PR #419, opened 2020-12-10
Adding snowflake features from IPtProxy

n8fr8:
(also some previous commits from updating the CHANGELOG !)


orbotservice/src/main/java/org/torproject/android/service/OrbotService.java
```diff
@@ -1414,7 +1429,10 @@ private StringBuffer processSettingsImpl(StringBuffer extraLines) throws IOExcep
             if (meekBridges)
                 extraLines.append("ClientTransportPlugin meek_lite socks5 127.0.0.1:" + IPtProxy.MeekSocksPort).append('\n');
 
-            if (bridgeList != null && bridgeList.length() > 5) //longer then 1 = some real values here
+            if (snowflakeBridges)
+                extraLines.append("ClientTransportPlugin snowflake socks5 127.0.0.1:" + IPtProxy.SnowflakeSocksPort).append('\n');
+
+            if (bridgeList != null && bridgeList.length() > 10) //longer then 1 = some real values here
```
bitmold, line 1435: This comment should be updating. I suppose this works but i wish we had a better way of checking for this

orbotservice/src/main/java/org/torproject/android/service/OrbotService.java
```diff
@@ -326,12 +329,23 @@ private void stopTorAsync() {
 
     }
 
-    private static boolean useIPtProxy ()
+    private static boolean useIPtObfs4Proxy ()
```
bitmold, line 332: This should be renamed since it includes meek as well

bitmold (commented):
This looks good! Unfortunately i won't have access to my computer until later this weekend so I haven't tested it yet...

orbotservice/src/main/java/org/torproject/android/service/OrbotService.java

===============

> **TASK**:
Find the line with "This looks good!" in the data above. Restate it and all later lines word for word, ending with the last line.

> **FINISHED TASK**:
This looks good! Unfortunately i won't have access to my computer until later this weekend so I haven't tested it yet...

orbotservice/src/main/java/org/torproject/android/service/OrbotService.java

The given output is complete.